Ingénieur de formation, il a sorti sa boîte à outils et a développé un premier prototype en 3 mois. L’idée? Surveiller la consommation d’eau d’un bâtiment via un boîtier relié au compteur pour détecter les éventuelles fuites et ensuite les localiser et les colmater. Accompagné de deux autres ingénieurs, Alexandre McCormack a fondé Shayp en 2017. Incubé chez GreenBiz à l’époque, c’est aujourd’hui que la start-up est prête à révéler tout son potentiel. Un potentiel financier, environnemental et technologique.

Des fonds pour décoller

La start-up bruxelloise a levé 360.000 euros en 2017 lors d’un premier tour de table et vient de boucler une deuxième levée de fonds auprès de la SRIB et de la banque Triodos à hauteur de 450.000 euros. Elle vise déjà une troisième levée de fonds pour la fin de l’année avec comme ambition de recueillir 3 millions d’euros.

©Marco Mertens

La structure devrait atteindre son seuil de rentabilité début 2020. Pour l’instant, elle s’était majoritairement concentrée sur les bâtiments institutionnels privés ou publics. Elle a notamment monitoré l’ensemble des bâtiments appartenant à la Ville de Bruxelles. Un contrat qui lui a, par exemple, permis de mettre au jour une fuite qui lui a donné une visibilité mondiale: "Via notre boîtier, nous nous sommes rendu compte que le Manneken Pis fuitait depuis sa construction. Au lieu de tourner en circuit fermé comme une fontaine classique, le petit enfant emblématique consommait 55l/heure", raconte avec le sourire Alexandre McCormack, fondateur de la start-up.

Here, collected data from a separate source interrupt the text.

PR #625, opened 2016-10-28
s2i windows support

### LINKED ISSUE #301: Incremental build error (read/write on closed pipe)
Saving incremental artifacts seems to fail randomly on (perhaps just large) projects. Could be a regression of #171, although ulimit and filesystem hard limits doesn't seem to affect it.
#### I've created a deployable project to replicate the issue, available at:

https://github.com/binarybabel/sti-rails-incremental-demo
_Build config and logs are available in the `extra` directory._
#### Level 5 build log illustrating the problem:

https://raw.githubusercontent.com/binarybabel/sti-rails-incremental-demo/master/extra/incremental-failure.log

### LINKED ISSUE #620: custom s2i scripts loses its executable permission when image built on MS-Windows
# Summary

When building image with s2i on MS-Windows host
And when the code features a custom `.s2i/bin/run` script.
Then that script is injected in the image without executable permission

As a consequence, the image produced by `s2i build` is unbootable.
# Context
- trying to run `s2i build` on MS Windows host with the latest "docker toolbox" (version 1.12.2)
- using s2i version 1.1.1 (as long as version 1.1.2 suffers from #603)
# How to reproduce

Run the following commands on Linux first, then on MS-Windows with the latest "docker toolbox" installed.

``` sh
git clone https://github.com/openshift/ruby-hello-world.git
cd ruby-hello-world

mkdir -p .s2i/bin
echo -e '#!/bin/sh\n\nexec bundle exec ruby app.rb' | tee .s2i/bin/run
chmod +x .s2i/bin/run
git add .s2i/bin/run
git commit -m "Add .s2i/bin/run"

s2i build . centos/ruby-22-centos7 ruby-hello-world          

docker run --rm ruby-hello-world
```

On Linux host, the last `docker run` command boots the image as expected.
On Windows host, the last `docker run` command fails with the following output:

``` sh
Lambda@perfect-dev MINGW64 ~/ruby-hello-world (master)
$ docker run --rm ruby-hello-world
/usr/bin/container-entrypoint: line 2: /tmp/scripts/run: Permission denied
/usr/bin/container-entrypoint: line 2: exec: /tmp/scripts/run: cannot execute: Permission denied
```

It is easy to verify that the problem is that the CMD is not executable:

``` sh
Lambda@perfect-dev MINGW64 ~/ruby-hello-world (master)
$ docker run --rm ruby-hello-world ls -l /tmp/scripts/run
-rw-r--r-- 1 default root 38 Oct 21 14:24 /tmp/scripts/run
```

On Linux host, the CMD is executable, as expected:

``` sh
jp440p:ruby-hello-world(41m|master?) $ docker run --rm -ti ruby-hello-world ls -l /tmp/scripts/
total 12
-rwxr-xr-x 1 default root   40 Oct 21 14:18 run
```

jim-minter:
With this PR, unit and integration tests pass on Windows.

Fixes #620
Fixes #301


jim-minter:
fixes #620

gabemontero:
@jim-minter did you try running `hack/test-stirunimage.sh ` as well ?

bparees:
[test]

bparees:
@jim-minter the fixes comment has to be in the PR summary for it to close the issue.

cmd/s2i/main.go
```diff
@@ -212,7 +212,8 @@ func newCmdRebuild(cfg *api.Config) *cobra.Command {
 				os.Exit(1)
 			}
 
-			if r, err := os.Open(cfg.DockerCfgPath); err == nil {
+			r, err := os.Open(cfg.DockerCfgPath)
+			if err == nil {
```
bparees: i don't strictly care, but what was the motivation for changing this?

hack/test-go.sh
```diff
@@ -26,24 +26,11 @@ find_test_dirs() {
...
-  if [ -z "${S2I_COVER}" ]; then
-    S2I_COVER="-cover -covermode=atomic"
-  fi
-fi
-
 if [ -z ${S2I_RACE+x} ]; then
-  S2I_RACE=""
+  S2I_RACE="-race"
+fi
+if [ -z ${S2I_COVER+x} ]; then
```
bparees: [ -n ${S2I_COVER} ] seems more straight forward?  (assuming i'm correctly understanding the intent as "set S2I_COVER if it's not set to something already")

cmd/s2i/main.go
jim-minter: There were few remaining goshadow errors so I decided to tackle them.  This wasn't a case in question but I changed it to match the other changes in the same function stylistically.

hack/test-go.sh
jim-minter: Yes, indeed, but not when set -o nounset is in force.  I think nounset is overkill myself but it was there before.

jim-minter:
@gabemontero this is now also working against hack/test-stirunimage.sh on Windows.
@bparees I believe this is now good for review.

jim-minter:
FWIW the scripts that I'm using to build a Windows VM for testing are at https://github.com/jim-minter/packer-windows/tree/local .  I'm working on making them more consumable.  This PR works against the Windows 7 and Windows 2012R2 builds (the only two I've tried up to now).

pkg/tar/tar.go
```diff
@@ -95,124 +74,80 @@ type Reader interface {
...
+	return &stiTar{
+		FileSystem: fs,
+		exclude:    DefaultExclusionPattern,
+		timeout:    defaultTimeout,
 	}
-	return t.CreateTarStream(tmpDir, false, writer)
+}
+
+// stiTar is an implementation of the Tar interface
+type stiTar struct {
```
bparees: s2iTar

pkg/build/strategies/sti/sti_test.go
```diff
@@ -549,60 +552,34 @@ func TestSaveArtifactsExtractError(t *testing.T) {
...
-			sourcePath:       "invalid/path",
-			expectedError:    &err,
-		},
-		// 1
-		{
-			validCloneSpec:   false,
-			refSpecified:     false,
-			cloneExpected:    false,
-			checkoutExpected: false,
-			copyExpected:     true,
```
jim-minter: These tests were exercising a code path in pkg/scm/git.(*Clone).Download which I believe was no longer reachable in practice (only by this test) and was somewhat rotten.  I removed the code path and the test.  My logic is: a git.Clone object is only created in scm.go after ValidCloneSpec has returned true.  git.(*Clone).Download had a code path to deal with what happens if ValidCloneSpec later returns false.  I have retained an instrumented call to ValidCloneSpec in git.(*Clone).Download to log an error if this happens, but have otherwise deleted the erronenous code path.

jim-minter:
@bparees all changes made.

bparees:
lgtm, please squash

hack/test-go.sh
rhcarvalho: Even more straightforward, no if:

```bash
S2I_COVER="${S2I_COVER-"-covermode=atomic"}"
```

Or we can just use this to set the value if-not-unset on first usage:

```bash
# ...

# parameter substitution, no assignment:
go test ... "${S2I_COVER-"-covermode=atomic"}"
# ^^^ I think we probably just need this one above, all other occurrences of S2I_COVER may disappear.

# substitution and assignment:
go test ... "${S2I_COVER="-covermode=atomic"}"
```

(Those expansions work with `nounset`)

hack/test-stirunimage.sh
```diff
@@ -14,6 +14,10 @@ function time_now()
 
 mkdir -p /tmp/sti
 WORK_DIR=$(mktemp -d /tmp/sti/test-work.XXXX)
+S2I_WORK_DIR=${WORK_DIR}
+if [[ "$OSTYPE" == "cygwin" ]]; then
```
rhcarvalho: This assumes Windows users use `cygwin`, is that a fair assumption? Hmm well, this is a bash script... already not something very Windows-friendly...

What happens to folks using `cmd.exe` or PowerShell?

pkg/api/types.go
```diff
@@ -21,7 +21,7 @@ const (
 
 // invalidFilenameCharacters contains a list of character we consider malicious
 // when injecting the directories into containers.
-const invalidFilenameCharacters = `\:;*?"<>|%#$!+{}&[],"'` + "`"
+const invalidFilenameCharacters = `\;*?"<>|%#$!+{}&[],"'` + "`"
```
rhcarvalho: Why are we removing `:`?

If we are removing this to accept paths like `C:\Users\name\file.txt`, however, seems that we're then being less restrictive about file names containing `:`?!

And what about `\`, wouldn't it be the same case as `:`?

pkg/api/types.go
```diff
@@ -499,18 +499,16 @@ func (l *VolumeList) Set(value string) error {
...
+	var mount []string
+	pos := strings.LastIndex(value, ":")
+	if pos == -1 {
+		mount = []string{value, "."}
+	} else {
+		mount = []string{value[:pos], value[pos+1:]}
 	}
-	s := VolumeSpec{Source: filepath.Clean(mount[0]), Destination: filepath.Clean(mount[1])}
+	mount[0] = strings.Trim(mount[0], `"'`)
+	mount[1] = strings.Trim(mount[1], `"'`)
```
rhcarvalho: Do we have unit tests for this?

Would be nice to explicitly test this with good and bad input.

rhcarvalho:
For instance, https://github.com/openshift/source-to-image/pull/625/commits/607c6d4e398c8a72f9e3bbec75f9b52a30498ba1 is interesting enough by itself to deserve its own PR and code review, testing... not sure how much that is related to "s2i Windows support".

rhcarvalho:
https://github.com/openshift/source-to-image/pull/625/commits/564ecc4653acfec35aa74570bc3a8343d359b38c is another nice one that would benefit everybody, doesn't need to be blocked by the review of so many other things.

pkg/tar/tar_test.go
```diff
@@ -411,22 +400,10 @@ func TestExtractTarStreamTimeout(t *testing.T) {
...
-		writer.Close()
-	}()
-	extractError := make(chan error, 1)
-	go func() {
-		defer wg.Done()
-		extractError <- th.ExtractTarStream(destDir, reader)
-	}()
-	wg.Wait()
-	err = <-extractError
+	time.AfterFunc(20*time.Millisecond, func() { writer.Close() })
```
rhcarvalho: Hmm, this is catchy. Why do we close the writer after 20ms?!

rhcarvalho:
https://github.com/openshift/source-to-image/pull/625/commits/fdfa4e5fdaa7cbbd557f5bf8e110b97e124466a5 is another good candidate for it's own PR. Very good job :+1: 

I would be sad to see all of those nice changes squashed into a single commit saying "s2i Windows support", when in fact many of the changes have nothing to do with Windows.

test/integration/integration_test.go
```diff
@@ -370,60 +432,6 @@ func TestIncrementalBuildOnBuild(t *testing.T) {
 	integration(t).exerciseIncrementalBuild(TagIncrementalBuildOnBuild, FakeImageOnBuild, false, true, true)
 }
 
-func (i *integrationTest) exerciseInjectionBuild(tag, imageName string, injections []string) {
```
rhcarvalho: Curiosity, why did you move this into `TestInjectionBuild`?

cmd/s2i/main.go
jim-minter: @rhcarvalho yes, correct, line 215 was/is not specifically a case of shadowing.  However, below there was a shadowing case with nearly identical code which I did resolve.  I made the equivalent change from below here as well to maintain the clear similarity...

hack/test-go.sh
jim-minter: @rhcarvalho thanks - applied.

hack/test-stirunimage.sh
jim-minter: Cygwin becomes a prerequisite for using our build and test scaffolding on Windows, but not for running the s2i binary itself, which should work on cygwin and non-cygwin environments (although there is no special testing for the latter currently).

Those who want to build on Windows without cygwin can run go build just as they could before.

I think this is the best and most realistic approach here.

pkg/tar/tar_test.go
jim-minter: Because the test purpose is to prove that the set timeout of 10ms is functional.

test/integration/integration_test.go
jim-minter: Because it was called from one location only.

jim-minter:
@bparees, @rhcarvalho is reluctant to see these commits squashed, I am too FWIW.

bparees:
@jim-minter i agree there is some logical separation to be done, i doubt it's 17 commits though. can you factor it down to 2-3 commits (windows support, tar streaming, govet/shadowing cleanup)?  it will be easier to dig through the history/see what changed/revert things if there are fewer total commits to manage.

rhcarvalho:
More & smaller commits will make my live easier when rebasing some changes I have locally for integration tests... great work here @jim-minter, appreciated.

pkg/tar/tar_test.go
rhcarvalho: Sorry, now I looked at a bigger chunk of context. This is just being moved from line 420. Thanks for the massive clean up. :+1:

cmd/s2i/main.go
```diff
@@ -228,7 +229,8 @@ func newCmdRebuild(cfg *api.Config) *cobra.Command {
 
 			// Attempt to read the .dockercfg and extract the authentication for
 			// docker pull
-			if r, err := os.Open(cfg.DockerCfgPath); err == nil {
+			r, err = os.Open(cfg.DockerCfgPath)
```
rhcarvalho: Hmm, wait... did you notice that we're opening the same file twice? Is that even necessary?! 215 and 231 are opening the same file.. at first sight it doesn't look like the code in between the two calls would actually change the config file, would it?!

hack/test-stirunimage.sh
rhcarvalho: I'm fine with that. Since this is good news for anyone on Windows, I'd suggest adding some documentation in the README or some other document. And a note in the next release /cc @bparees :smile:

pkg/api/types.go
rhcarvalho: I think the change of `invalidFilenameCharacters` and the logical idea that now we want to accept Windows-style paths begs for adding more test cases in `types_test.go` / `TestVolumeListSet`, don't you think?

pkg/tar/tar.go
rhcarvalho: @jim-minter ^^

\<fun\>
will we ever get rid of the sti's in the code base... ;)
\</fun\>

pkg/tar/tar.go
```diff
@@ -307,6 +263,14 @@ func (t *stiTar) writeTarHeader(tarWriter *tar.Writer, dir string, path string,
 	if err != nil {
 		return err
 	}
+	// on Windows, tar.FileInfoHeader incorrectly interprets directory symlinks
+	// as directories.  https://github.com/golang/go/issues/17541
```
rhcarvalho: And I thought Windows had no symlinks... `.lnk` yes, but "directory symlinks", that's new :)

pkg/util/glog/glog.go
```diff
@@ -51,16 +51,47 @@ var (
...
+	return false
+}
+
+// V will returns a logger which will discard output if the specified level is greater than the current logging level.
+func (discarding discard) V(level int32) VerboseLogger {
+	return discarding
+}
+
+// Infof records an info log entry.
+func (discard) Infof(_ string, _ ...interface{}) {
```
rhcarvalho: Since you're passing by, we can drop the `_` everywhere.

It is idiomatic to write this kind of stuff in one line as it was.
Specially the empty functions.

pkg/util/status/build_status.go
```diff
@@ -89,13 +89,6 @@ const (
 	// range of failures.
 	ReasonMessageGenericS2iBuildFailed api.StepFailureMessage = "Generic S2I Build failure - check S2I logs for details"
 
-	// ReasonTarSourceFailed is the failure reason associated with a failure to
-	// tar the current source.
-	ReasonTarSourceFailed api.StepFailureReason = "TarSourceFailed"
-	// ReasonMessageTarSourceFailed is the message associated with a failure to
-	// tar the current source.
-	ReasonMessageTarSourceFailed api.StepFailureMessage = "Failed to tar source files"
-
```
rhcarvalho: Happy to see this go away :-)

@PI-Victor are these values already somehow depended on in Origin code?

pkg/util/fs.go
```diff
@@ -193,7 +273,31 @@ func (h *fs) Open(filename string) (io.ReadCloser, error) {
...
+			info = h.enrichFileInfo(path, info)
+			h.m.Unlock()
+		}
+		return walkFn(path, info, err)
+	}
+	return filepath.Walk(root, wrapper)
+}
+
+func (h *fs) enrichFileInfo(path string, fi os.FileInfo) os.FileInfo {
+	// call me holding the mutex
```
rhcarvalho: Why not lock/unlock here? Make it easier on callers, enforce correctness.

pkg/util/status/build_status.go
PI-Victor: Nay!

pkg/util/fs.go
```diff
@@ -193,7 +273,31 @@ func (h *fs) Open(filename string) (io.ReadCloser, error) {
...
+			h.m.Lock()
+			info = h.enrichFileInfo(path, info)
+			h.m.Unlock()
+		}
+		return walkFn(path, info, err)
+	}
+	return filepath.Walk(root, wrapper)
+}
+
+func (h *fs) enrichFileInfo(path string, fi os.FileInfo) os.FileInfo {
```
rhcarvalho: Can we have a doc comment here? When reading the [call site](https://github.com/openshift/source-to-image/pull/625/files#diff-36a50e367c08aef7a9b2fc62647daf54R126) I wondered what this is meant to do and why. Probably someone in the future will ask the same.

Maybe a better name could help too. "enrich" sounds mystifying to me.

pkg/util/fs.go
rhcarvalho: I see `h.enrichFileInfo(path, info)` is called from multiples places, we should definitely lock/unlock here and not in every call site.

pkg/util/fs.go
```diff
@@ -32,34 +35,111 @@ type FileSystem interface {
...
 }
 
+// ReadDir reads the directory named by dirname and returns a list of directory
+// entries sorted by filename.
 func (h *fs) ReadDir(path string) ([]os.FileInfo, error) {
-	return ioutil.ReadDir(path)
+	fis, err := ioutil.ReadDir(path)
+	if runtime.GOOS == "windows" && err == nil {
+		h.m.Lock()
+		for i := range fis {
```
rhcarvalho: Hmm, maybe the lock outside was aiming to optimizing this here, to avoid acquiring and releasing the lock multiple times in the loop?

One way to get around this and still be able to have lock/unlock within `enrichFileInfo` is to change the signature to take `...os.FileInfo` as a last argument.

```go
// enrichFileInfo does?!
func (h *fs) enrichFileInfo(path string, fis ...os.FileInfo) []os.FileInfo {
	var s []os.FileInfo
	h.m.Lock()
	for fi := range fis {
		if mode, ok := h.fileModes[path]; ok {
			fi = copyFileInfo(fi)
			fi.(*FileInfo).FileMode = mode
		}
		s = append(s, fi)
	}
	h.m.Unlock()
	return fi
}
```

WDYT?

test/integration/integration_test.go
```diff
@@ -71,10 +72,68 @@ func getDefaultContext() (context.Context, context.CancelFunc) {
 
 // TestInjectionBuild tests the build where we inject files to assemble script.
 func TestInjectionBuild(t *testing.T) {
-	integration(t).exerciseInjectionBuild(TagCleanBuild, FakeBuilderImage, []string{
```
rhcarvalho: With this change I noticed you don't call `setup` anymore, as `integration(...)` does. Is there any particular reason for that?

Un outil taillé pour les assureurs

La start-up bruxelloise a mis le doigt sur un problème qui préoccupe particulièrement le secteur des assurances, lassé de devoir intervenir pour des dégâts des eaux qui auraient pu être évités en amont. Intéressé depuis le départ par l’outil développé par Shayp, plusieurs assureurs ont déjà montré leur intérêt sans pour autant signer de contrat ferme avec la start-up.

Les sinistres imputés à des fuites d’eau coûtent chaque année 12 milliards d’euros aux assureurs en Europe.

Mais l’évolution de la start-up bruxelloise est sur le point de prendre un tournant décisif. Shayp est maintenant dans la phase de finalisation d’un contrat avec un assureur mondial. Un contrat qui risque de la faire changer de dimension. Quand on sait que les sinistres imputés à des fuites d’eau coûtent chaque année 12 milliards d’euros aux assureurs en Europe, ces derniers sont prêts à mettre la main au portefeuille pour faire baisser ce montant drastiquement.

Les particuliers dans le viseur

Pour son offre s’adressant aux professionnels et qui vise les bâtiments à grosse consommation, Shayp se rémunère directement sur la facture d’eau. En garantissant un pourcentage d’économie, la start-up s’octroie 5% du montant de la facture en contrepartie. Dans le cadre de son partenariat avec le secteur de l’assurance, le modèle change complètement.

"Le principe est que l’assureur va pouvoir offrir une série de services à ses clients comme par exemple l’intervention d’un plombier ou le remplacement de tuyaux."
Alexandre McCormack

Ce contrat va représenter des centaines de milliers de clients privés à équiper du fameux boîtier intelligent. Shayp se rémunérera en prenant un pourcentage de la prime d’assurance, le prix étant répercuté sur la prime elle-même. "Le principe est que l’assureur va pouvoir offrir une série de services à ses clients comme par exemple l’intervention d’un plombier ou le remplacement de tuyaux", nous explique Alexandre McCormack.

Pour pouvoir répondre à la demande, Shayp va devoir grandir vite et bien. C’est là que se situe le danger pour la start-up. Habituée à fonctionner en équipe réduite, elle va devoir engager à tour de bras pour pouvoir produire et assurer le service après-vente que représente un tel type de contrat.